We walked a lot, as soon as we got to Manhattan on Friday. Starting near Macy's, then heading south to the Village for a cocktail or two at Pennyfeathers and other places, then back up again to see a very crazy Times Square at night. On Saturday, we walked from the Upper West Side, where we had a nice brunch at a nice cafe on Broadway. (So sorry I paid cash, so there's no receipt for me to remember the cafe's name.) We walked down Central Park West, past the closed-for-renovation Plaza Hotel, past the Apple Store and FAO Swartz and around to our destination, the Metropolitan Museum of Art. At dusk, after a nice late lunch/early dinner at the Viand diner on Madison Avenue, we window-shopped down Madison Avenue and crossed over to Rockefeller Center in time to join the throngs walking by the Christmas tree and ice rink at 30 Rock (seen here). Then it was on the subway to the West Village again, where we got excellent service at the Italian restaurant Trattoria Toscana.

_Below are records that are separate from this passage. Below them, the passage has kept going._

PR #182, opened 2022-08-08
Cable click add module

KaiMikkelsen:
First Draft of changes allowing a user to right click on a cable, and create a processor within that cables connection. Also includes some refactoring to the Cable and CableView classes.


src/gui/pedalboard/cables/CableView.cpp
```diff
@@ -31,45 +31,46 @@ void CableView::paint (Graphics& g)
...
-            auto startColour = startEditor->getColour();
-            auto endColour = endEditor->getColour();
-            auto levelDB = cable->endProc->getInputLevelDB (cable->endIdx);
-            drawCable (g, startPortLocation.toFloat(), startColour, endPortLocation.toFloat(), endColour, scaleFactor, levelDB);
-        }
-        else if (connectionHelper->cableMouse != nullptr)
+void CableView::mouseDown (const MouseEvent& e)
+{
+    if (e.eventComponent == nullptr)
+        return; // not a valid mouse event
```
jatinchowdhury18, line 57: Interesting... was this something that was happening in your testing/debugging?

src/gui/pedalboard/cables/CableView.cpp
```diff
@@ -31,45 +31,46 @@ void CableView::paint (Graphics& g)
...
+
+    if (e.mods.isPopupMenu())
+    {
+        for (auto* cable : cables)
         {
-            auto mousePos = connectionHelper->cableMouse->getPosition();
-            const auto nearestInputPort = portLocationHelper->getNearestInputPort (mousePos, cable->startProc);
-            if (nearestInputPort.editor != nullptr && nearestInputPort.isInput && ! portLocationHelper->isInputPortConnected (nearestInputPort))
+            juce::Point clicked (e.getMouseDownX(), e.getMouseDownY());
+            if (cable->contains (clicked)) // Checks hitTest method for cable
```
jatinchowdhury18, line 64: I wonder if it might be better to have this logic live in `Cable::mouseDown()`?

src/gui/pedalboard/cables/CableView.cpp
```diff
@@ -31,45 +31,46 @@ void CableView::paint (Graphics& g)
...
             {
-                auto endPortLocation = CableViewPortLocationHelper::getPortLocation (nearestInputPort);
-                drawCablePortGlow (g, endPortLocation, scaleFactor);
+                board->popupMenu.showPopupMenu();
```
jatinchowdhury18, line 66: So the issue here is that showing the board popup menu is going to allow the user to replace the cable with any processor, when in this case, the only type of processor that really makes sense is one with a single input and single output.

For example, what happens now if the user tries to replace a cable with a "Tuner" module?

src/gui/pedalboard/cables/CableView.cpp
```diff
@@ -31,45 +31,46 @@ void CableView::paint (Graphics& g)
...
-            auto levelDB = cable->endProc->getInputLevelDB (cable->endIdx);
-            drawCable (g, startPortLocation.toFloat(), startColour, endPortLocation.toFloat(), endColour, scaleFactor, levelDB);
-        }
-        else if (connectionHelper->cableMouse != nullptr)
+void CableView::mouseDown (const MouseEvent& e)
+{
+    if (e.eventComponent == nullptr)
+        return; // not a valid mouse event
+
+    if (e.mods.isPopupMenu())
```
jatinchowdhury18, line 59: At the moment this won't work on iOS, but that's okay. I can try to implement it sometime next week, or if you're feeling adventurous, you could try to do it using the `chowdsp::PopupMenuHelper`, like in the `BoardComponent`.

src/gui/pedalboard/cables/CableView.cpp
jatinchowdhury18, line 66: Also, I think more recent JUCE's prefer `showMenuAsync()` for this kind of thing.

jatinchowdhury18 (commented):
Nice work! This is a pretty complicated feature, and it's working really well in my testing. I've left some comments which are mostly just a few minor things, but there's two bigger things that I think should be addressed before merging.

First, it looks like some of my previous commits have been re-added in this PR. I'm not seeing them in the diff, but you still may want to try doing an interactive rebase to make sure they aren't being re-added.

The second thing is more subtle. Basically, I'm worried that the UI and backend logic are becoming a little bit too intertwined, particularly in `ProcessorChainActionHelper`. For reference, it might be useful to look at how the "replace processor" feature is implemented. Basically, when the user clicks "Replace" for a processor, the [`ProcessorStore` is asked to create a menu of eligible processors](https://github.com/Chowdhury-DSP/BYOD/blob/main/src/gui/pedalboard/editors/ProcessorEditor.cpp#L114). In doing so the `ProcessorStore` will make sure that the "action" for each menu item goes through [the proper callback](https://github.com/Chowdhury-DSP/BYOD/blob/main/src/processors/ProcessorStore.cpp#L169), which can then be [implemented in the `ProcessorChainActionHelper`](https://github.com/Chowdhury-DSP/BYOD/blob/main/src/processors/chain/ProcessorChainActionHelper.cpp#L7). That way the action helper doesn't need to store the click state, or the beginning/ending processors, since all that information can be passed through the callback. Does that idea make sense?

src/gui/pedalboard/cables/Cable.cpp
```diff
@@ -0,0 +1,105 @@
...
+{
+    auto circle = (Rectangle { cableThickness, cableThickness } * 2.4f * scaleFactor).withCentre (centre);
+    g.setColour (colour);
+    g.fillEllipse (circle);
+
+    g.setColour (Colours::white);
+    g.drawEllipse (circle, portCircleThickness);
+}
+
+void Cable::drawCable (Graphics& g, juce::Point<float> start, Colour startColour, juce::Point<float> end, Colour endColour)
```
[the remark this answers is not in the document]
KaiMikkelsen: Thanks for catching these, I obviously wasn't careful enough with these.

src/gui/pedalboard/cables/Cable.h
```diff
@@ -1,27 +1,59 @@
...
 
+#include "../editors/ProcessorEditor.h"
+#include "CableView.h"
+#include "CubicBezier.h"
 #include "processors/BaseProcessor.h"
+#include <pch.h>
 
-struct Cable
+class BoardComponent;
+class CableView;
```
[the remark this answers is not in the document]
KaiMikkelsen: When I don't have the forward declaration of Cableview, `I get an unknown type name 'CableView' ` error., even with the `#include "CableView.h" `The forward declaration seems like the easy fix here, but is there something else I could try without needing it?

src/gui/pedalboard/cables/Cable.cpp
```diff
@@ -0,0 +1,105 @@
...
+#include "CableViewConnectionHelper.h"
+#include "CableViewPortLocationHelper.h"
+
+Cable::Cable (const BoardComponent* comp, const CableView& cv, const ConnectionInfo connection) : startProc (connection.startProc), startIdx (connection.startPort), endProc (connection.endProc), endIdx (connection.endPort), cableView (cv), board (comp), cableColour (0xFFD0592C)
+{
+}
+
+Cable::~Cable() = default;
+
+float Cable::getCableThickness (float levelDB)
```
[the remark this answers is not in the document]
KaiMikkelsen: On this subject, as you can see I opted to have most of the variables needed for cable drawing included as member variables. Do you have any opinion on if having them all as member variables, or allocating them with each call of the paint function would be better?

src/gui/pedalboard/cables/Cable.h
```diff
@@ -1,27 +1,59 @@
...
-    }
+public:
+    Cable (const BoardComponent* comp, const CableView& cv, const ConnectionInfo connection);
+    ~Cable() override;
+
+    auto createCablePath (juce::Point<float> start, juce::Point<float> end, float scaleFactor);
+    float getCableThickness (float levelDB);
+    void drawCableShadow (Graphics& g, float thickness);
+    void drawCableEndCircle (Graphics& g, juce::Point<float> centre, Colour colour);
+    void drawCable (Graphics& g, juce::Point<float> start, Colour startColour, juce::Point<float> end, Colour endColour);
```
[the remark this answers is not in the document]
KaiMikkelsen: Good call, that makes the interface cleaner.

src/gui/pedalboard/cables/CableView.cpp
KaiMikkelsen: This is leftover from the original line checking for various non intended mouse clicks. I haven't used the MouseEvent much so let me know if I misunderstood how that original logic worked.

Screen Shot 2022-08-10 at 3 36 16 PM
.

KaiMikkelsen: Actually reworked this to the original in the latest changes.

src/gui/pedalboard/cables/CableView.cpp
KaiMikkelsen: Great idea, really simplified the cableView `mouseDown()` function.

src/gui/pedalboard/cables/CableView.cpp
KaiMikkelsen: Mmm this is a good point. The logic I put in `ProcessorChainActionHelper.cpp` should account for any number of inputs and outputs, I tested it with stereo merger, stereo splitter and tuner and they all work as expected (Or at least how I expect). 

The way I was designing this was I figured it was on the user if they wanted to cut off their signal path with a tuner or something similar.

Let me know if I'm misunderstanding your question or we need to change the logic of how it makes connections/displays potential processors to add.

Screen Shot 2022-08-10 at 4 15 14 PM

Screen Shot 2022-08-10 at 4 15 41 PM

src/gui/pedalboard/cables/CableView.cpp
KaiMikkelsen: I modified this with the newest changes. If it still won't work with iOS let me know and I might need some more background on what would need to happen for it to work with iOS. I would be interested to learn what the difference need to be!

src/gui/pedalboard/cables/Cable.h
```diff
@@ -1,27 +1,59 @@
...
+    Colour endColour;
+    juce::Point<float> endPortLocation;
+    float scaleFactor;
+    float levelDB;
+
+    const Colour cableColour; // currently only used for "glow"
+    static constexpr float cableThickness = 5.0f;
+    static constexpr float portCircleThickness = 1.5f;
+
+    static constexpr int getPortDistanceLimit (float scaleFactor) { return int (20.0f * scaleFactor); }
```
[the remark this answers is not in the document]
KaiMikkelsen: Yup, thanks for the catch.

src/gui/pedalboard/cables/CableView.cpp
```diff
@@ -78,25 +79,27 @@ void CableView::mouseDown (const MouseEvent& e)
...
     if (nearestPort.isInput)
     {
-        connectionHelper->destroyCable (nearestPort.editor, nearestPort.portIndex);
+        connectionHelper->destroyCable (nearestPort.editor->getProcPtr(), nearestPort.portIndex);
     }
     else
     {
-        connectionHelper->createCable (nearestPort.editor, nearestPort.portIndex, e);
+        connectionHelper->createCable ({ nearestPort.editor->getProcPtr(), nearestPort.portIndex, nullptr, 0 });
+        cableMouse = std::make_unique<MouseEvent> (std::move (e.getEventRelativeTo (this)));
```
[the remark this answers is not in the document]
KaiMikkelsen: Fixed. Thanks for that example, that helped a lot!

src/gui/pedalboard/cables/CableView.h
```diff
@@ -3,39 +3,41 @@
 #include "../editors/ProcessorEditor.h"
 #include "Cable.h"
 
+class Cable;
```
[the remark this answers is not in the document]
KaiMikkelsen: I had same issue as the CableView forward declaration. Getting `'Unknown type name 'Cable''. Could I be missing a Cmake change?

src/gui/pedalboard/cables/CableView.h
```diff
@@ -3,39 +3,41 @@
...
     void paint (Graphics& g) override;
+    void resized() override;
     void mouseDown (const MouseEvent& e) override;
     void mouseDrag (const MouseEvent& e) override;
     void mouseUp (const MouseEvent& e) override;
 
     auto* getConnectionHelper() { return connectionHelper.get(); }
     auto* getPortLocationHelper() { return portLocationHelper.get(); }
     void processorBeingAdded (BaseProcessor* newProc);
+    void processorBeingAddedFromCableClick (BaseProcessor* newProc, Cable* c);
```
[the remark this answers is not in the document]
KaiMikkelsen: Yup, thanks for catching.

src/gui/pedalboard/cables/CableView.h
```diff
@@ -3,39 +3,41 @@
...
-    void setScaleFactor (float newScaleFactor);
-
     struct EditorPort
     {
         ProcessorEditor* editor = nullptr;
         int portIndex = 0;
         bool isInput = false;
     };
 
+    std::unique_ptr<MouseEvent> cableMouse = nullptr;
```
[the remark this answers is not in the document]
KaiMikkelsen: Great point, I added some getters for `isDraggingCable` and `cableMouse->getPosition()`. Let me know if you think there's more that could be done.

src/processors/chain/ProcessorChainActionHelper.h
```diff
@@ -11,6 +11,8 @@ class ProcessorChainActionHelper : private HighResolutionTimer
     void addProcessor (BaseProcessor::Ptr newProc);
     void removeProcessor (BaseProcessor* procToRemove);
     void replaceProcessor (BaseProcessor::Ptr newProc, BaseProcessor* procToReplace);
+    void AddProcessorFromCableClick (BaseProcessor::Ptr newProc);
```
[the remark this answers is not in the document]
KaiMikkelsen: Thanks for catching this

src/gui/pedalboard/cables/CableView.cpp
```diff
@@ -31,45 +31,46 @@ void CableView::paint (Graphics& g)
...
+    {
+        for (auto* cable : cables)
         {
-            auto mousePos = connectionHelper->cableMouse->getPosition();
-            const auto nearestInputPort = portLocationHelper->getNearestInputPort (mousePos, cable->startProc);
-            if (nearestInputPort.editor != nullptr && nearestInputPort.isInput && ! portLocationHelper->isInputPortConnected (nearestInputPort))
+            juce::Point clicked (e.getMouseDownX(), e.getMouseDownY());
+            if (cable->contains (clicked)) // Checks hitTest method for cable
             {
-                auto endPortLocation = CableViewPortLocationHelper::getPortLocation (nearestInputPort);
```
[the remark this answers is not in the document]
KaiMikkelsen: Oh interesting, thanks for catching that. I think ideally this would be fixed, even testing changes today, I went to delete a cable and was annoyed when I couldn't click the port when my mouse was over a cable.

I experimented with setting the component in `getNearestPort()` to `board` and that seems to fix the issue. I won't push this change yet as I'm not sure what the side effect of always having that component set to `board` could be, but let me know if you think this could work, or if we should look into a better solution.

Screen Shot 2022-08-10 at 5 41 03 PM

src/processors/ProcessorStore.cpp
```diff
@@ -210,5 +214,12 @@ void ProcessorStore::createProcReplaceList (PopupMenu& menu, int& menuID, BasePr
                    && procInfo.numOutputs == procToReplace->getNumOutputs()
                    && name != procToReplace->getName();
         },
-        procToReplace);
+        procToReplace,
```
KaiMikkelsen, line 217: Passing `nullptr` here. This seems like the least intrusive solution, but let me know if this should be done better.

src/gui/pedalboard/cables/Cable.cpp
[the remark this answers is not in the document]
jatinchowdhury18: I don't think there would be a noticeable performance difference... although I would guess having `levelDB` as a local variable might be a little bit faster than the member variable. That said, I think using the member variable is a bit cleaner, so that's probably the right thing to do for now.

src/gui/pedalboard/cables/Cable.h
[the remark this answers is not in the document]
jatinchowdhury18: Oh interesting... probably some weird "circular include" behaviour. In that case, maybe the best thing to do in both cases would be to use the forward declaration in the header file, and move the `#include` to the .cpp file.

src/gui/pedalboard/cables/CableView.cpp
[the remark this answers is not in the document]
jatinchowdhury18: Yeah, I think that should work... with that change do the ports still glow when the mouse is hovering over the part of the port which is on the module editor? I worry that might get skipped if always using the `board` as the reference component.

src/gui/pedalboard/cables/CableView.cpp
jatinchowdhury18: Gotcha... I can't think why the `eventComponent` would be null, but I guess it's better to be safe than sorry.

src/gui/pedalboard/cables/CableView.cpp
jatinchowdhury18: Yeah, so basically instead of using `e.mods.isPopupMenu()` in the `mouseDown()` implementation, you would have to add `chowdsp::PopupMenuHelper` [as a member variable](https://github.com/Chowdhury-DSP/BYOD/blob/main/src/gui/pedalboard/BoardComponent.h#L50), and then configure it [like this](https://github.com/Chowdhury-DSP/BYOD/blob/main/src/gui/pedalboard/BoardComponent.cpp#L63). I won't be able to test on iOS until sometime next week, but if you're able to get it working that way on desktop, I'm guessing it will work fine on iOS as well.

The reason for doing it this way is that there's no way to "right-click" on iOS, so we can configure the plugin to treat a "long-press" as a right-click, which requires some extra logic that is implemented in the helper.

src/gui/pedalboard/cables/CableView.cpp
jatinchowdhury18: Oh interesting... when I was testing the other day, I got a crash when trying to replace the cable with a tuner, and then doing some undo/redo operations. I'm not 100% what the right user experience is here, but if it's working reliably then I don't see a problem with allowing any number of inputs/outputs for now.

src/processors/chain/ProcessorChainActionHelper.h
```diff
@@ -11,6 +11,7 @@ class ProcessorChainActionHelper : private HighResolutionTimer
     void addProcessor (BaseProcessor::Ptr newProc);
     void removeProcessor (BaseProcessor* procToRemove);
     void replaceProcessor (BaseProcessor::Ptr newProc, BaseProcessor* procToReplace);
+    void addProcessorFromCableClick (BaseProcessor::Ptr newProc, BaseProcessor* startProc, BaseProcessor* endProc);
```
jatinchowdhury18, line 14: I think for this method (and the other similar ones) I'd prefer a name like `replaceConnectionWithProcessor()`, just in case we later choose to allow another interface for interacting with this behaviour rather than clicking on the cables.

src/processors/chain/ProcessorChainActionHelper.cpp
```diff
@@ -46,9 +48,44 @@ void ProcessorChainActionHelper::addProcessor (BaseProcessor::Ptr newProc)
...
 
+void ProcessorChainActionHelper::addProcessorFromCableClick (BaseProcessor::Ptr newProc, BaseProcessor* startProc, BaseProcessor* endProc)
+{
     um->beginNewTransaction();
+
+    // Destroy old cable connection
+    auto minIncomingPorts = jmin (endProc->getNumInputs(), startProc->getNumOutputs());
+    for (int portIdx = 0; portIdx < minIncomingPorts; ++portIdx)
+    {
+        um->perform (new AddOrRemoveConnection (chain, { startProc, portIdx, endProc, portIdx }, true));
```
jatinchowdhury18, line 66: Hmm, so I think this logic might be a little bit too agressive... for example, if the user has the Stereo Splitter/Stereo Merger modules connected to each other with two cables, I think this logic would either remove all the connections (if port 0 is connected to port 0, and port 1 -> port 1), or remove none of the connections (port 0 -> port 1, port 1 -> port 0). Or if only one set of inputs/outputs is connected, I think this logic would try to remove a connection that doesn't exist.

I think a potential solution (which might also make the upstream code a bit cleaner) would be to pass a `Connection` object rather than two `BaseProcessor` objects to this method. That way this logic will know exactly which connection should be removed, and will know with certainty that the connection exists.

src/processors/ProcessorStore.cpp
```diff
@@ -210,5 +214,12 @@ void ProcessorStore::createProcReplaceList (PopupMenu& menu, int& menuID, BasePr
...
+        nullptr,
+        nullptr);
+}
+
+void ProcessorStore::createProcFromCableClickList (PopupMenu& menu, int& menuID, BaseProcessor* cableClickStartProc, BaseProcessor* cableClickEndProc) const
+{
+    createProcListUnfiltered (*this, menu, menuID, nullptr, cableClickStartProc, cableClickEndProc);
```
jatinchowdhury18, line 224: If we did want to enforce that connections should only be allowed to be replaced with 1->1 modules, this would be the place to do it.

src/gui/pedalboard/cables/Cable.h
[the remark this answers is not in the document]
KaiMikkelsen: I tried forward declarations in the headers, and `#include` in the .cpp files, that still gave me some undefined errors unfortunately. 

I changed it so `CableView.h` has no forward declaration but includes `Cable.h`. `Cable.h` keeps the forward declaration but doesn't have an `#include CableView.h`

src/gui/pedalboard/cables/CableView.cpp
KaiMikkelsen: Good idea, I implemented a `popupMenu` with a callback in the `Cable` class. I thought about trying to implement the `popupMenu` in `Cableview`, but that would have required some more restructuring, to pass the clicked cable...

Let me know if you think this should work for IOS or if there could be a better way to organize it.

src/processors/ProcessorStore.cpp
KaiMikkelsen: Mmm ok, I looked into default arguments for `createProcListFiltered`, but I get a `Friend declaration specifying a default argument must be a definition` error. For now maybe passing `nullptr` is ok?

src/processors/chain/ProcessorChainActionHelper.h
KaiMikkelsen: Good idea

src/processors/chain/ProcessorChainActionHelper.cpp
KaiMikkelsen: This makes sense, I did some testing with the Splitter and Merger and it did mess with the current logic so thanks for seeing that.

I'm just looking into replacing the two processors with connection, and I think that should make the logic more bulletproof. The only thing I'm not sure about is all the default arguments and `nullptr` checks that would need to be changed. if a `ConnectionInfo` object was passed through instead of the two `BaseProcessor* `'s. For example `createProcListFiltered()` is currently set up to take a startProc and endProc, and we could just pass a `nullptr` when not using those arguments, but I'm not totally sure the best way to approach that problem with a `ConnectionInfo` instead of the two processors.

I'm sure there's a good way to do it, just thought I would ask if you had any recommendations before I looked into it too deeply.

Thanks!

src/processors/ProcessorStore.cpp
jatinchowdhury18: Oh yeah, I forgot that was a friend function. If you want, you could forward declare the function with he default argument (like [this](https://stackoverflow.com/questions/23333949/the-correct-way-to-define-default-argument-for-a-friend-function-in-c)), otherwise, passing nullptr is fine.

src/gui/pedalboard/BoardComponent.cpp
```diff
@@ -165,7 +168,7 @@ void BoardComponent::duplicateProcessor (const ProcessorEditor& editor)
     procChain.getProcStore().duplicateProcessor (*editor.getProcPtr());
 }
 
-void BoardComponent::showNewProcMenu (PopupMenu& menu, PopupMenu::Options& options)
+void BoardComponent::showNewProcMenu (PopupMenu& menu, PopupMenu::Options& options, bool generatedfromCableClick, Cable* clickedCable)
```
jatinchowdhury18, line 171: I think `generatedFromCableClick` might be a redundant argument here, since you could just check`clickedCable == nullptr` and get the same thing?

src/processors/chain/ProcessorChainActionHelper.cpp
jatinchowdhury18: Yeah, that's a good question... I think it should probably start from `createProcFromCableClickList`. Like the signature for that method could be something like `ProcessorStore::createProcFromCableClickList (PopupMenu& menu, int& menuID, ConnectionInfo& connectionInfo)`. Then the connection info could be passed down the callstack. And then you'd probably have to convert between using a reference and pointer whenever there's a default argument that needs to be treated that way.

src/gui/pedalboard/cables/Cable.h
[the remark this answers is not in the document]
jatinchowdhury18: Yeah, that seems like the right fix!

src/gui/pedalboard/BoardComponent.cpp
KaiMikkelsen: Yeah totally, thanks for catching that. I had the same realization yesterday.

src/processors/chain/ProcessorChainActionHelper.cpp
KaiMikkelsen: That helps a lot! I'll look into changing those functions around thanks.

src/processors/ProcessorStore.cpp
KaiMikkelsen: good idea, thanks for that link. I think this could make the code more modifiable going forward.

src/processors/ProcessorStore.cpp
KaiMikkelsen: Good idea, with the new logic this is necessary.

src/gui/pedalboard/cables/CableView.cpp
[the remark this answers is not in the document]
KaiMikkelsen: Yup, they are still glowing using the board. I implemented this change in the newest set of changes.

src/gui/pedalboard/cables/Cable.cpp
```diff
@@ -35,6 +35,18 @@ bool Cable::hitTest (int x, int y)
     return false;
 }
 
+ConnectionInfo* Cable::getConnectionInfo()
```
KaiMikkelsen, line 38: I did some thinking about passing a ConnectionInfo object into the ProcessorStore::createProcFromCableClickList () function, like you suggested [here](https://github.com/Chowdhury-DSP/BYOD/pull/182#discussion_r945149583). I thought it might be easier to read if a pointer was just passed right from the start? I could be totally off on this so let me know if there are better reasons to pass a `Cable` then a `ConnectionInfo` object later in the call stack, and I can redo some of these changes. 

I'm not in love with declaring the `ConnectionInfo` here and then assigning the `connectionInfoPtr` member variable to it. For a situation like this I feel like it would make sense to have a `ConnectionInfo` member variable that gets updated as the cable is created and becomes connected. I guess if a `ConnectionInfo` member variable was implemented it could replace the current `startProc`, `endProc`..  member variables.

I thought I would ask what you thought before I went and modified any more but let me know if you have any thoughts on how this should look.

src/processors/ProcessorStore.cpp
```diff
@@ -166,12 +166,14 @@ void createProcListFiltered (const ProcessorStore& store, PopupMenu& menu, int&
...
             {
-                if (procToReplace == nullptr)
-                    store.addProcessorCallback (procDesc.second (store.undoManager));
-                else
+                if (connectionInfo != nullptr)
+                    store.replaceConnectionWithProcessorCallback (procDesc.second (store.undoManager), *connectionInfo);
+                else if (procToReplace != nullptr)
                     store.replaceProcessorCallback (procDesc.second (store.undoManager), procToReplace);
+                else
+                    store.addProcessorCallback (procDesc.second (store.undoManager));
```
jatinchowdhury18, line 176: Nice!

src/gui/pedalboard/cables/CableView.cpp
jatinchowdhury18: Yeah, your implementation looks great! I'll see if I can give it a go on iOS later this week, but that shouldn't block us from merging this PR.

src/gui/pedalboard/cables/Cable.cpp
jatinchowdhury18: Yeah, passing a pointer throughout is totally fine as well.

There's a couple of interesting points here...
- I'm not sure it makes sense for the `Cable` to own the `ConnectionInfo` as a `std::unique_ptr>`. If `ConnectionInfo` were a big class, it would probably make sense to have this method return a `std::unique_ptr<ConnectionInfo>` and have everything downstream own the pointer. _However_, since `ConnectionInfo` is just a tiny little struct, I think it's fine to just have this method return the struct. Typically for small structs like this the compiler can optimize out any copy operations that would otherwise need to happen when returning a class/struct from a function.
- That said, I think your point about having a `ConnectionInfo` member variable makes even more sense, since at the moment, the `Cable` has a bunch of member variables that basically duplicate the role of `ConnectionInfo` anyway, so probably the way to go is something like:
```cpp
class Cable
{
    // gets updated whenever the cable's connection changes,
    // and replaces current member variables like startProc, endProc
    ConnectionInfo connectionInfo;

    // maybe we don't need this if the member variable is public?
    ConnectionInfo getConnectionInfo() const noexcept
    {
        return connectionInfo;
    }
};
```

jatinchowdhury18: Oh also, even though it probably won't matter, since BYOD is using C++20, we can do [designated initialization](https://www.cppstories.com/2021/designated-init-cpp20/), so we can do this like:
```cpp
ConnectionInfo connection
{
    .startProc = startProc,
    .endProc = endProc,
    .startPort - startIdx,
    .endPort = endIdx,
};
```

src/gui/pedalboard/cables/CableViewConnectionHelper.cpp
```diff
@@ -154,20 +151,23 @@ void CableViewConnectionHelper::releaseCable (const MouseEvent& e)
...
             break;
         }
     }
 
     cableView.repaint();
 }
+
+void CableViewConnectionHelper::clickOnCable (PopupMenu& menu, PopupMenu::Options& options, Cable* clickedCable)
+{
+    board->showNewProcMenu (menu, options, clickedCable->getConnectionInfo());
```
jatinchowdhury18, line 172: board->showNewProcMenu (menu, options, &(clickedCable->connectionInfo));

src/processors/chain/ProcessorChainActionHelper.cpp
```diff
@@ -19,9 +21,25 @@ void ProcessorChainActionHelper::addProcessor (BaseProcessor::Ptr newProc)
...
+        um->beginNewTransaction();
+        um->perform (new AddOrRemoveProcessor (chain, std::move (newProc)));
+    }
+}
 
+void ProcessorChainActionHelper::replaceConnectionWithProcessor (BaseProcessor::Ptr newProc, ConnectionInfo& connectionInfo)
+{
     um->beginNewTransaction();
+
+    um->perform (new AddOrRemoveConnection (chain, { connectionInfo.startProc, 0, connectionInfo.endProc, 0 }, true));
```
jatinchowdhury18, line 35: Use port index if we know it.

jatinchowdhury18:
Looks great! There's one tiny thing in the ActionHelper:
```diff
-    um->perform (new AddOrRemoveConnection (chain, { connectionInfo.startProc, connectionInfo.startPort, newProcRaw, connectionInfo.endPort }));
-    um->perform (new AddOrRemoveConnection (chain, { newProcRaw, connectionInfo.startPort, connectionInfo.endProc, connectionInfo.endPort }));
+    um->perform (new AddOrRemoveConnection (chain, { connectionInfo.startProc, connectionInfo.startPort, newProcRaw, 0 }));
+    um->perform (new AddOrRemoveConnection (chain, { newProcRaw, 0, connectionInfo.endProc, connectionInfo.endPort }));
```

But I'll go ahead and add that, and then merge it. Thanks again!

On Sunday, it was time to catch up with my good friend Bill Hall. A producer, editor, writer, graphic designer, animator and cameraman who lives and works in New York, he surprised us with a director's cut DVD of Bill Gottlieb: Riffs, his documentary on the photographer who "defined the golden age of jazz." He suggested a great spot - Cafe Mozart, where we had a great brunch and conversation about life in the city.
Then it was down to Columbus Circle and a peak inside the new Shops at Columbus Circle, the new Time Warner shopping mall complex, before a long walk downtown again, through Chelsea, around East Village, going by Soho and into the West Village before rain got the best of us and we headed back to our hotel and the train home.
While visiting NYC, we stayed in Penn Station Hilton in Newark, NJ - which was very convenient and highly recommended. The hotel is across the street from the Newark's Penn Station, which is the western terminus for the PATH commuter train to Hoboken and Manhattan. And an added feature of traveling by the PATH train to and from Newark was the chance to go into (literally) the World Trade Center site. Coming from New Jersey into the site of the disaster for the first time Saturday morning was an amazing experience.